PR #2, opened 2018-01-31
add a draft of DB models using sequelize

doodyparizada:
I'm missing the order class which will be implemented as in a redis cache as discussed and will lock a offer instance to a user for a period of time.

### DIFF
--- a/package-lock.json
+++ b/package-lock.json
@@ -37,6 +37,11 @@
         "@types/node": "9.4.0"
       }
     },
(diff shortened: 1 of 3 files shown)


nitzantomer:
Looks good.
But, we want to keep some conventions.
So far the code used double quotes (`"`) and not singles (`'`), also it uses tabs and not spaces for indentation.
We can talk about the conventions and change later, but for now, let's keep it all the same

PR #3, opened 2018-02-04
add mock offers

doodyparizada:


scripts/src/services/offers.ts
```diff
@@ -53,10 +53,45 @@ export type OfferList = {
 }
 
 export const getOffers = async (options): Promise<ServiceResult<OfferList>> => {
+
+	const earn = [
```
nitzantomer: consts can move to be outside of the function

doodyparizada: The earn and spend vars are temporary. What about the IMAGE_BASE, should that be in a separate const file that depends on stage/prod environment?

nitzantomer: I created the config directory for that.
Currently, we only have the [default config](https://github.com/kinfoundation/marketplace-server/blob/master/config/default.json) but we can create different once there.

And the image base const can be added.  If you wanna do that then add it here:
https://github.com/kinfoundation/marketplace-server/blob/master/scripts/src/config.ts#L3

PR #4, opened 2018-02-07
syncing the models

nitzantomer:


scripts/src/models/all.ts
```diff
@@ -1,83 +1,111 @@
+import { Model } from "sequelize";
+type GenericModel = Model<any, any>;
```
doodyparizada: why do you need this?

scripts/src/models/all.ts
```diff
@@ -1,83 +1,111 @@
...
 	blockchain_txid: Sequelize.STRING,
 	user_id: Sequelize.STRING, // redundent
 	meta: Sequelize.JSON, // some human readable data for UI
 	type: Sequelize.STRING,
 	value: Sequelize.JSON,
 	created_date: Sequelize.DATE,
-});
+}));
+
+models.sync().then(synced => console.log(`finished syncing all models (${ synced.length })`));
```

==

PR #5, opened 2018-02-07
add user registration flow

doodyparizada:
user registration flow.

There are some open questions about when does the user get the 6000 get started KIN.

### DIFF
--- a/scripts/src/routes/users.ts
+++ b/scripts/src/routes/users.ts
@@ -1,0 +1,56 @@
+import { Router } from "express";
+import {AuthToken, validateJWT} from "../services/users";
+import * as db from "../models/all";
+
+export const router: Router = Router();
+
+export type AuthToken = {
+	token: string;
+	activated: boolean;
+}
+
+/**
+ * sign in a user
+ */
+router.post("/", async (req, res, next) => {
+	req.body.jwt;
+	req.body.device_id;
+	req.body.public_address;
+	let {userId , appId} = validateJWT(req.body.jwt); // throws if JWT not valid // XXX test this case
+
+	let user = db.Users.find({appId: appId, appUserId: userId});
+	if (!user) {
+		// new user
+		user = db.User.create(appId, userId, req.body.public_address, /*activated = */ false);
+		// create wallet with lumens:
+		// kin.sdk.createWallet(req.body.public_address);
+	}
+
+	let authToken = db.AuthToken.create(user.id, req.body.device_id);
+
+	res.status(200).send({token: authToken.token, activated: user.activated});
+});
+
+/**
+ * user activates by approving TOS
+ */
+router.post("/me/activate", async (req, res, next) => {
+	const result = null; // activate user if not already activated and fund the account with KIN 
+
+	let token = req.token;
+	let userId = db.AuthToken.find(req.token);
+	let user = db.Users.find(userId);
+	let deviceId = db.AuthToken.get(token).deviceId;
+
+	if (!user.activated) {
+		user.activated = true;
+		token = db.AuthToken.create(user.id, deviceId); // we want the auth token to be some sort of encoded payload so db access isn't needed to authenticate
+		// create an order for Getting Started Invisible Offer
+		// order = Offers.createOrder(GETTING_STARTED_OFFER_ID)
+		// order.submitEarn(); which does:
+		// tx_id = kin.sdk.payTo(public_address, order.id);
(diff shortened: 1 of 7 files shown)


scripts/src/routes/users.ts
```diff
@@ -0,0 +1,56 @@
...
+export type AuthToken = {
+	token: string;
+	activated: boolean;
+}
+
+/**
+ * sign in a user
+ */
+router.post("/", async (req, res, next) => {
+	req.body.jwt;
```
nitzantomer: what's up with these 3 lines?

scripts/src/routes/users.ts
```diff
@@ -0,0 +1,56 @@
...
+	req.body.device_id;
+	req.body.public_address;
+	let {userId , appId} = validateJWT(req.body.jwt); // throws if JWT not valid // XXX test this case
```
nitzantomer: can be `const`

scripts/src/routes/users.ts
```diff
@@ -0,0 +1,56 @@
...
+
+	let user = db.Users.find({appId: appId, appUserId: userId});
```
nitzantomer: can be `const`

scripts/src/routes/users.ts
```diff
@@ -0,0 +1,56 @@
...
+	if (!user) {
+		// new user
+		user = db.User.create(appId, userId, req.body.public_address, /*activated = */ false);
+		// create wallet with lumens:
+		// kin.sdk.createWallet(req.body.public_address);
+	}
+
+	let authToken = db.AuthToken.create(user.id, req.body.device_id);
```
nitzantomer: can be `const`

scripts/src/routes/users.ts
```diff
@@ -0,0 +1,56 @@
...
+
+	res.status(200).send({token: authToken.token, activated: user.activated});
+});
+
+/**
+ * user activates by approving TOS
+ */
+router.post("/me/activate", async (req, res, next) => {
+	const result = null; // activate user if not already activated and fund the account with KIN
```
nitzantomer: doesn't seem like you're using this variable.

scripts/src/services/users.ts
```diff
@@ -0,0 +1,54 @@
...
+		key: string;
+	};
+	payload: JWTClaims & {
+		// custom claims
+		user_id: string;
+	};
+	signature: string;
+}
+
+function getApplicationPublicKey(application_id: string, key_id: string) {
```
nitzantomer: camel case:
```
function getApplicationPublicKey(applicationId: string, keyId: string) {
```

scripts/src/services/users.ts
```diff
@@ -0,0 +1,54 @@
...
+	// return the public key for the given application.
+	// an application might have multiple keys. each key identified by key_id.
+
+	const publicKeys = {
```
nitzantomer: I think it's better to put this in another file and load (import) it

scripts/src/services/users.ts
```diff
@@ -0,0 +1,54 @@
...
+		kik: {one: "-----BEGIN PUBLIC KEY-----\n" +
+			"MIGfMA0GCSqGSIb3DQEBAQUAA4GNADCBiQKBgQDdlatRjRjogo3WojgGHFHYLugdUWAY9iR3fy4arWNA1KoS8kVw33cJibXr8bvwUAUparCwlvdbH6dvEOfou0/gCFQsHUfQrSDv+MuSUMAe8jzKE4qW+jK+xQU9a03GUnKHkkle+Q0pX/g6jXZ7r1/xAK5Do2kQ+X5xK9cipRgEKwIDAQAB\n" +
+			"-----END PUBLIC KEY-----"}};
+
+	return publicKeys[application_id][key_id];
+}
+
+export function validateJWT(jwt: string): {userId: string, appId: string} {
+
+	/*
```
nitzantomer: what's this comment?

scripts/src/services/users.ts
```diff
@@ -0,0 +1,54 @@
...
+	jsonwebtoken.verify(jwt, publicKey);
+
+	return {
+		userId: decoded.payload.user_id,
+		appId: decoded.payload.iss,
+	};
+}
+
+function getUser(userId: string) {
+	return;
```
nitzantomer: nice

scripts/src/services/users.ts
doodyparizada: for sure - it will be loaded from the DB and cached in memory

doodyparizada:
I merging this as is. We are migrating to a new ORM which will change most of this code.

---

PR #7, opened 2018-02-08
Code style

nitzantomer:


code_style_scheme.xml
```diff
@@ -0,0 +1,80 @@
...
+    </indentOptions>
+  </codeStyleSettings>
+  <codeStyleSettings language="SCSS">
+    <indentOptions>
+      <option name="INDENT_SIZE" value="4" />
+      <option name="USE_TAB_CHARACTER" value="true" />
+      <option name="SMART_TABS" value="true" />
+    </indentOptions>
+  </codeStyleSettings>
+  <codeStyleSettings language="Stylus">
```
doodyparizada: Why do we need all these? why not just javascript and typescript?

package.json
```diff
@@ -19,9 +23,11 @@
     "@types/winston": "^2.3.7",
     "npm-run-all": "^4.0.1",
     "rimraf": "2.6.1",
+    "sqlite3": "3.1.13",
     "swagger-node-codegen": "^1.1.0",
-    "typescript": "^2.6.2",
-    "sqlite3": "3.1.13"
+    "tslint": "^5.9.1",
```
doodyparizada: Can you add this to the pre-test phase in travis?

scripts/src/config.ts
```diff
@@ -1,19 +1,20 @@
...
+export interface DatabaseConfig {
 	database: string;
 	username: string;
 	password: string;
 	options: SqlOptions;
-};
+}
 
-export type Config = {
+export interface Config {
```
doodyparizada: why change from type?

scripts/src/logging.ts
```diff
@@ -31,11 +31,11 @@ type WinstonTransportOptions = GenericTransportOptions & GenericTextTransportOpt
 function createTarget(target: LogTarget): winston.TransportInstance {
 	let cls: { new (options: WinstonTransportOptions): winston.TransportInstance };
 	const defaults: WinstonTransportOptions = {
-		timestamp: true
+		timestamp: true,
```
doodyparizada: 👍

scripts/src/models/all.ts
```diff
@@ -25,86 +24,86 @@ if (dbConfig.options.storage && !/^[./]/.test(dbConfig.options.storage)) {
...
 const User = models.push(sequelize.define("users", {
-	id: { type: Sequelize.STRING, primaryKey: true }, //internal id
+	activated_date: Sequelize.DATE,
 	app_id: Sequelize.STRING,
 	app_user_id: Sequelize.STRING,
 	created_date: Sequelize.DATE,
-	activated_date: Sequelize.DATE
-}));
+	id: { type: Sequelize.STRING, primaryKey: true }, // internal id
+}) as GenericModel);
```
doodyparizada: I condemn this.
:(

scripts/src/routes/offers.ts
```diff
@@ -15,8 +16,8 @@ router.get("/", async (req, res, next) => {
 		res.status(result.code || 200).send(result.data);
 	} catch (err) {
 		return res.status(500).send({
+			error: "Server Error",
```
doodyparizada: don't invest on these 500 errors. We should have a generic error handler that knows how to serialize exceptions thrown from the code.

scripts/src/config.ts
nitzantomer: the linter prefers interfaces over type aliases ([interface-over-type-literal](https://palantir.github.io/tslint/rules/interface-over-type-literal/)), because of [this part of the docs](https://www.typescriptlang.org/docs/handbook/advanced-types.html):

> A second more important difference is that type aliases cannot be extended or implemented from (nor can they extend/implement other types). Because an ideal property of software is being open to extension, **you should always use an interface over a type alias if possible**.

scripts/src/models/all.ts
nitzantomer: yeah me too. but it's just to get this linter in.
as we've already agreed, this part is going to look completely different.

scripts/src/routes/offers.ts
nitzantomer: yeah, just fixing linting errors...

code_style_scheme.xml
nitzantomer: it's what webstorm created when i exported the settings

- **Work required**
Within the material, find all lines that hold the word "part" and show them.

- **Result**
nitzantomer: the linter prefers interfaces over type aliases ([interface-over-type-literal](https://palantir.github.io/tslint/rules/interface-over-type-literal/)), because of [this part of the docs](https://www.typescriptlang.org/docs/handbook/advanced-types.html):
as we've already agreed, this part is going to look completely different.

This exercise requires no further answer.